Mit den Lösung E und F wird die Kompensation eingestellt. Diese Einstellungen sind
notwendig, da der Fluoreszenzfarbstoff Fluoreszein, der eigentlich nur auf FL1 zu messen
sein sollte, auch auf den Detektor FL2 messbar ist. Ebenso ist die Emission von
Phycoerythrin nicht nur auf dem eigentlichen Detektor FL2 zu messen, sondern auch auf
FL1 und FLp. Dieser störende Anteil an Fluoreszenzlicht wird durch die Kompensation vom
Signal abgezogen. Die Partikel mit Farbstoff und ohne Farbstoff sind nach der
Kompensation auf einer Ebene, bzw. sind die Medianwerte der Populationen gleich.
Die Kompensation lässt sich über die Medianwerte der Partikelpopulationen berechnen. Es
ist genau darauf zu achten, welche Werte für die Berechnung verwendet werden. Als
Formel für die Berechnung gilt:
Kompensation: FLa – x% FLb
x%=(Median apositiv–Median anegativ)/(Median bpositiv–Median bnegativ)
positiv = fluoreszenzmarkierte Partikel (rechts oben im Diagramm)
negativ = nicht markierte Partikel (links unten im Diagramm)
Um die Statistik der Partikelpopulationen zu erhalten, wird die jeweilige Lösung ca. 30
Sekunden gemessen und die aus dieser Messung erhaltenen Medianwerte für die
Rechnung verwendet. Dabei muss jede Partikelpopulation mindestens aus 100 Partikeln
bestehen.
Alternativ kann auch im Setup-Mode gemessen werden und die Kompensation so lange
variiert werden bis die Medianwerte der beiden Populationen gleich sind.
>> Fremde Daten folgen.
Issue #490, opened 2023-06-27
[Feature Request]: API endpoint for TA Version


lamusmaser:
### I've read the documentation

- [X] I have read the [how to open an issue](https://github.com/tubearchivist/tubearchivist/blob/master/CONTRIBUTING.md#how-to-open-an-issue) guide, particularly the [feature request](https://github.com/tubearchivist/tubearchivist/blob/master/CONTRIBUTING.md#feature-request) section.

## Is your feature request related to a problem? Please describe.
Unable to determine TA version through the API currently.

## Describe the solution you'd like
Develop an endpoint that provides the current TA version as a response.
Update the ping/pong endpoint to provide the current TA version as an addition JSON element.

## Additional context
None required, discussed on Discord through the `#help-contribute` channel.

### Your help is needed!

- [X] Yes I will work on this in the next few days or weeks.

lamusmaser:
Included an update to the docs: https://github.com/tubearchivist/docs/pull/13

No additional action required for feature at this time.

PR #491, opened 2023-06-27
Implement #490 - Add version API and add local_version function.

lamusmaser:
Thank you for taking the time to improve this project. Please take a look at the [How to make a Pull Request](https://github.com/tubearchivist/tubearchivist/blob/master/CONTRIBUTING.md#how-to-make-a-pull-request) section to help get your contribution merged.

You can delete this text before submitting.

### DIFF
--- a/tubearchivist/api/urls.py
+++ b/tubearchivist/api/urls.py
@@ -5,6 +5,7 @@ from django.urls import path
 
 urlpatterns = [
     path("ping/", views.PingView.as_view(), name="ping"),
+    path("version/", views.VersionView.as_view(), name="api-ta-version")
     path("login/", views.LoginApiView.as_view(), name="api-login"),
     path(
         "video/",
--- a/tubearchivist/api/urls.py
+++ b/tubearchivist/api/urls.py
@@ -5,7 +5,7 @@ from django.urls import path
 
 urlpatterns = [
     path("ping/", views.PingView.as_view(), name="ping"),
-    path("version/", views.VersionView.as_view(), name="api-ta-version")
+    path("version/", views.VersionView.as_view(), name="api-ta-version"),
     path("login/", views.LoginApiView.as_view(), name="api-login"),
     path(
         "video/",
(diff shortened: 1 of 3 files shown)


lamusmaser:
Adds functionality for #490.

bbilly1:
Thanks for getting to work on that!

I see you opted for adding another endpoint? That also just returns the is_unstable? I think we can do that in the ping endpoint too, no? So we don't end up with duplicated functionality, two endpoints who do the same. Also the browser extension already uses the ping api everytime you open the popup, so we could see both there too, also if it's unstable build or not.

lamusmaser:
Fair enough. Looking at it closer, it looks like that does just parse it from the `TA_VERSION` variable anyway, so I will remove the items around the `is_unstable`. Beyond that, it would not add additional functionality, so I'll remove the additional endpoint for just the versioning.

bbilly1:
And you'll have to initiate the class first before you can call a method on it, e.g. like:
```
ReleaseVersion().get_local_version()
```

Otherwise you'll get `missing 1 required positional argument: 'self'` because it's an unbound method call.

lamusmaser:
I thought I had done it, but I must have missed it when I was moving the function calls around earlier, before committing. Good catch!

Anything else?

bbilly1:
Look good, please also update the docs, also with what that now returns, e.g.:
```json
{
    "response": "pong",
    "user": 1,
    "version": [
        0,
        3,
        6
    ]
}
```
btw: Do we want the parsed version like that? Makes sense if you need it to compare...

lamusmaser:
Was already planning to push docs PR tomorrow or Thursday with that update - I wanted to get the PR accepted first so I knew what I needed to include at the end.

I was going to go with the parsed only, since this is mostly meant to be programmatically interacted with long-term, therefore allowing for the easiest controls around version comparison. If you think it would be good, I could also add a `version_str` output, but I figured this was best for the immediate use cases (extension, media player plugins, quick interactions).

Eine optimale Kompensation ist erreicht, wenn die Mediane der Partikelpopulationen gleich
sind, bzw. wenn mit der Formel ein Wert kleiner als 0,1 % erhalten wird.
Abb. 5: Diagramm FL2 vs. FLp. Im linken Diagramm sind die Partikel zu wenig kompensiert.
Im mittleren Diagramm sind sie richtig kompensiert und im rechten überkompensiert.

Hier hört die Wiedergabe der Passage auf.